● Work instructions
When responding, copy every record below exactly as it appears.

(Provided entries begins)

PR #2034, opened 2022-09-13
Extend HAL to handle 64bit types and add new abs_s64 component

petterreinholdtsen:
The abs_s64 component is fetched from MachineKit, and the 64 bit type change is inspired by the u64 and s64 type available in MachineKit.


src/hal/halmodule.cc
```diff
@@ -74,15 +79,57 @@ bool from_python(PyObject *o, double *d) {
...
+bool from_python(PyObject *o, hal_s32_t *i) {
     PyObject *tmp = 0;
     long long l;
     tmp = PyLong_Check(o) ? o : PyNumber_Long(o);
     if(!tmp) goto fail;
 
     l = PyLong_AsLongLong(tmp);
     if(PyErr_Occurred()) goto fail;
-    if(l < 0 || l != (uint32_t)l) {
+    if(l != (hal_s32_t)l) {
```
smoe, line 111: Should this not be hal_u32_t ?

smoe: It should not :) On https://docs.python.org/3/c-api/long.html, it is long long PyLong_AsLongLong([PyObject](https://docs.python.org/3/c-api/structures.html#c.PyObject) *obj), so there is no particular need to cast this down, right? Anyway ...

hansu:
The question is more if ever a use case popped up where s/uint32 was to small ...

smoe:
No, that is not the question. The question is if HAL stands true to its name and abstracts the hardware we are having. And today's hardware frequently features native 64bit computes. And I can think of use cases - easily.

hansu:
But then we should replace the 32 bit data type generally by 64 bit and change all components accordingly. Or have a 32 bit and 64 bit variant of all components... (just  tie in with your little provocation :D)

smoe:
I do not think so since HAL may communicate with various sorts of microcontrollers (or custom CPUs on FPGAs?) and they may .. donno .. maybe even only feature anything down to 8 bits? Or only [4 bits](https://de.wikipedia.org/wiki/Nibble)?

Another thought is that for a link to robotics and whatever AI may assist them (or assist LinuxCNC), we just do no know what we may need to efficiently communicate. I would hence prepare for all the common basic data types. I do not see that this costs us anything. Does it?

May I point to https://en.wikipedia.org/wiki/Quadruple-precision_floating-point_format ?  I am tempted.

andypugh:
I am curious about what Machinekit considers 64 bit types useful for. 
Though it is worth noting that the stepgens and encoder counters store counts internally in 64 bit buffers. 
However, they update those from smaller data types, either single bits or, in the case of Mesa cards single bytes (smart-serial MPG) or (from memory) a 16-bit buffer for the full encoders. It is just assumed that a delta > 50% of the data width is a wrap. 
Smart-serial supports a very wide range of data types, signed and unsigned ints from 2 to 96 bits, 8 and 16 bit floats (as well as the more usual HAL data types)

petterreinholdtsen:
[Andy Pugh]
> I am curious about what Machinekit considers 64 bit types useful for.

Perhaps you can find the answer to this in the git repositories on
<URL: https://github.com/machinekit> or their web site
<URL: http://machinekit.io/ >?  I have not searched a lot for it.  It
se like a useful extention given that many computers these days are 64
bit natively, so I did not try to locate its use case.
-- 
Happy hacking
Petter Reinholdtsen

hansu:
It seems that every build on master fails after this PR was merged:

```
warning: unknown warning option '-Werror=frame-larger-than=2560'; did you mean '-Werror=frame-larger-than='? [-Wunknown-warning-option]
hal/components/conv_float_u64.comp:14:5: error: integer literal is too large to be represented in any integer type
#if 18446744073709551616u != 0
    ^
1 warning and 1 error generated.
```

petterreinholdtsen:
[Hans Unzner]
> It seems that every build on master fails after this PR was merged:

It sure look like it.  Clang refuse the code with an error, while gcc
just present a warning.

I'll see what I can do.

-- 
Happy hacking
Petter Reinholdtsen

(Provided entries ends)

● Exercise output
PR #2034, opened 2022-09-13
Extend HAL to handle 64bit types and add new abs_s64 component

petterreinholdtsen:
The abs_s64 component is fetched from MachineKit, and the 64 bit type change is inspired by the u64 and s64 type available in MachineKit.


src/hal/halmodule.cc
```diff
@@ -74,15 +79,57 @@ bool from_python(PyObject *o, double *d) {
...
+bool from_python(PyObject *o, hal_s32_t *i) {
     PyObject *tmp = 0;
     long long l;
     tmp = PyLong_Check(o) ? o : PyNumber_Long(o);
     if(!tmp) goto fail;
 
     l = PyLong_AsLongLong(tmp);
     if(PyErr_Occurred()) goto fail;
-    if(l < 0 || l != (uint32_t)l) {
+    if(l != (hal_s32_t)l) {
```
smoe, line 111: Should this not be hal_u32_t ?

smoe: It should not :) On https://docs.python.org/3/c-api/long.html, it is long long PyLong_AsLongLong([PyObject](https://docs.python.org/3/c-api/structures.html#c.PyObject) *obj), so there is no particular need to cast this down, right? Anyway ...

hansu:
The question is more if ever a use case popped up where s/uint32 was to small ...

smoe:
No, that is not the question. The question is if HAL stands true to its name and abstracts the hardware we are having. And today's hardware frequently features native 64bit computes. And I can think of use cases - easily.

hansu:
But then we should replace the 32 bit data type generally by 64 bit and change all components accordingly. Or have a 32 bit and 64 bit variant of all components... (just  tie in with your little provocation :D)

smoe:
I do not think so since HAL may communicate with various sorts of microcontrollers (or custom CPUs on FPGAs?) and they may .. donno .. maybe even only feature anything down to 8 bits? Or only [4 bits](https://de.wikipedia.org/wiki/Nibble)?

Another thought is that for a link to robotics and whatever AI may assist them (or assist LinuxCNC), we just do no know what we may need to efficiently communicate. I would hence prepare for all the common basic data types. I do not see that this costs us anything. Does it?

May I point to https://en.wikipedia.org/wiki/Quadruple-precision_floating-point_format ?  I am tempted.

andypugh:
I am curious about what Machinekit considers 64 bit types useful for. 
Though it is worth noting that the stepgens and encoder counters store counts internally in 64 bit buffers. 
However, they update those from smaller data types, either single bits or, in the case of Mesa cards single bytes (smart-serial MPG) or (from memory) a 16-bit buffer for the full encoders. It is just assumed that a delta > 50% of the data width is a wrap. 
Smart-serial supports a very wide range of data types, signed and unsigned ints from 2 to 96 bits, 8 and 16 bit floats (as well as the more usual HAL data types)

petterreinholdtsen:
[Andy Pugh]
> I am curious about what Machinekit considers 64 bit types useful for.

Perhaps you can find the answer to this in the git repositories on
<URL: https://github.com/machinekit> or their web site
<URL: http://machinekit.io/ >?  I have not searched a lot for it.  It
se like a useful extention given that many computers these days are 64
bit natively, so I did not try to locate its use case.
-- 
Happy hacking
Petter Reinholdtsen

hansu:
It seems that every build on master fails after this PR was merged:

```
warning: unknown warning option '-Werror=frame-larger-than=2560'; did you mean '-Werror=frame-larger-than='? [-Wunknown-warning-option]
hal/components/conv_float_u64.comp:14:5: error: integer literal is too large to be represented in any integer type
#if 18446744073709551616u != 0
    ^
1 warning and 1 error generated.
```

petterreinholdtsen:
[Hans Unzner]
> It seems that every build on master fails after this PR was merged:

It sure look like it.  Clang refuse the code with an error, while gcc
just present a warning.

I'll see what I can do.

-- 
Happy hacking
Petter Reinholdtsen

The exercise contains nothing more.